4.7.1
Auto-Logging activeren/deactiveren
4.7.2
Berichtgevingen activeren/deactiveren
Auto-Logging dient om opdrachtgegevens automatisch en permanent te
documenteren. Zo wordt de documentatie gewaarborgd, ook als de bestuurder zelf
geen opdracht heeft aangemaakt of gestart.
Auto-Logging documenteert alle werkzaamheden die op een dag worden
uitgevoerd in één opdracht.

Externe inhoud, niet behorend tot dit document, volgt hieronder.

PR #445, opened 2024-08-05
:cookie: Use `localStorage` instead of cookie for static builds' theme

### LINKED ISSUE #319: Light / dark mode does not persist between pages in static export
## Description

The light and dark mode changes back to the default when you navigate between pages. This is on an HTML build and can be demoed here:

https://2i2c.org/report-czi-2021/

For example:

CleanShot 2024-03-01 at 18 00 46

## Proposed solution

Persist the status of light/dark by using an HTML browser window key variable.

agoose77:
This PR doesn't remove the cookie pathway, but rather augments it for static builds. We shouldn't end up with a cookie in these contexts.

Deze opdrachtgegevens kunnen op de PC worden
berekend en geëvalueerd, als er een veldbewerkingsregister wordt gebruikt dat in
staat is de data aan afzonderlijke opdrachten toe te wijzen.

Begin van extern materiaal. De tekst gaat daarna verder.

PR #447, opened 2024-08-07
📅 Fix representation of MyST date strings

agoose77:
This PR is the counterpart to https://github.com/jupyter-book/mystmd/pull/1426 which ensures that the validated frontmatter contains `yyyy-mm-dd` formatted dates as wall-clock dates (i.e. not tied to a timezone).

At the moment, myst-theme incorrectly builds a UTC object, such that the result is TZ sensitive. This PR fixes the date handling such that we're not displaying dates in any timezone; what you put in is what you put out.
- [ ] Fix locale

### DIFF
--- a/packages/frontmatter/src/FrontmatterBlock.tsx
+++ b/packages/frontmatter/src/FrontmatterBlock.tsx
@@ -74,14 +74,16 @@ export function DateString({
   spacer?: boolean;
 }) {
   if (!date) return null;
-  // Parse the date, either using date's intrinsic timezone, or local timezone
-  const d = new Date(date);
-  // Rebuild the timezone aware date in UTC without applying the TZ shift
-  const utcDate = new Date(Date.UTC(d.getFullYear(), d.getMonth(), d.getDate()));
+  // Parse the date
+  // As this is a YYYY-MM-DD form, the parser interprets this as a UTC date
+  // (see https://developer.mozilla.org/en-US/docs/Web/JavaScript/Reference/Global_Objects/Date#the_epoch_timestamps_and_invalid_date)
+  const utcDate = new Date(date);
 
+  // Now cast our UTC-date into the local timezone
+  const localDate = new Date(utcDate.getUTCFullYear(), utcDate.getUTCMonth(), utcDate.getUTCDate());
 
-  // Now format as human-readable
-  const dateString = utcDate.toLocaleDateString('en-US', format);
+  // Then format as human-readable in the local timezone.
+  const dateString = localDate.toLocaleDateString('en-US', format);
   return (
     <time dateTime={date} className={classNames({ 'text-spacer': spacer })}>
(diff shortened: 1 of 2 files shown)


packages/frontmatter/src/FrontmatterBlock.tsx
```diff
@@ -74,11 +74,20 @@ export function DateString({
   spacer?: boolean;
 }) {
   if (!date) return null;
-  const d = new Date(date); // This is in the users timezone
-  const utcDate = new Date(d.getUTCFullYear(), d.getUTCMonth(), d.getUTCDate());
+  // Parse the date, either using date's intrinsic timezone, or local timezone
+  const d = new Date(date);
+  // Rebuild the timezone aware date in UTC without applying the TZ shift
+  const utcDate = new Date(Date.UTC(d.getFullYear(), d.getMonth(), d.getDate()));
```
agoose77, line 80: We might not even need to do this now; https://github.com/jupyter-book/mystmd/pull/1426 ensures that the validated date has `dddd-mm-yy` format, so we could just parse it as a string and then build `utcDate` from the components.

stevejpurves: we should just pass yyyy-mm-dd into the `<time>` element https://developer.mozilla.org/en-US/docs/Web/HTML/Element/time it supports it.

packages/frontmatter/src/FrontmatterBlock.tsx
```diff
@@ -74,11 +74,20 @@ export function DateString({
...
+
+  // Format the date as a machine-readable date
+  const isoString = utcDate.toISOString();
+  const match = isoString.match(/^\d+-\d+-\d+/);
+  const isoDateString = match ? match[0] : date;
+
+  // Now format as human-readable
   const dateString = utcDate.toLocaleDateString('en-US', format);
```
stevejpurves, line 88: This will still cause a timezone conversion out of UTC to local and could cause the date to shift

stevejpurves (dismissed):
@agoose77 I don't think this is there yet, have suggested some changes - testing timezones is always tricky

packages/frontmatter/src/FrontmatterBlock.tsx
agoose77: Hmm, it looks like you're right - I missed this description in the api spec.

I think we can probably change tack here and circumvent the utc usage altogether.

agoose77:
OK, setting the timezone to PST and ingesting a UTC date (YYYY-MM-DD) indeed formats improperly:
```node
> process.env.TZ = "America/Anchorage"
'PST'
> (new Date("2024-06-06")).toLocaleDateString("en-GB")
'05/06/2024'
```
Fixed in 78061a4

rowanc1:
This is now just docs!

Om Auto-Logging te activeren/deactiveren gaat u als volgt te werk:
1.
Druk op het touchscreen op de knop "Auto-Logging" of draai aan het
scrollwiel, tot de knop wit gemarkeerd is en druk vervolgens op het scrollwiel.
Als de knop is gemarkeerd kunt u ook op de knop "OK" (F6) drukken.
2.
Voer de boleaanse waarde in.
3.
Bevestig uw invoer met "OK".
Opmerking
Als een opdracht wordt gestart terwijl Auto-Logging is geactiveerd, wordt de
automatische documentatie gepauzeerd. Als deze opdracht wordt gestopt, wordt
de automatische documentatie weer hervat.
Opmerking
De door Auto-Logging gedocumenteerde opdrachtgegevens moeten worden
geëxporteerd (zie hoofdstuk 4.6). Opdrachten die ouder dan 7 dagen zijn, worden
automatisch gewist.
Als tijdens een lopende opdracht de terminal wordt uitgeschakeld kan bij het
herinschakelen naast een waarschuwingsmelding een akoestisch signaal klinken.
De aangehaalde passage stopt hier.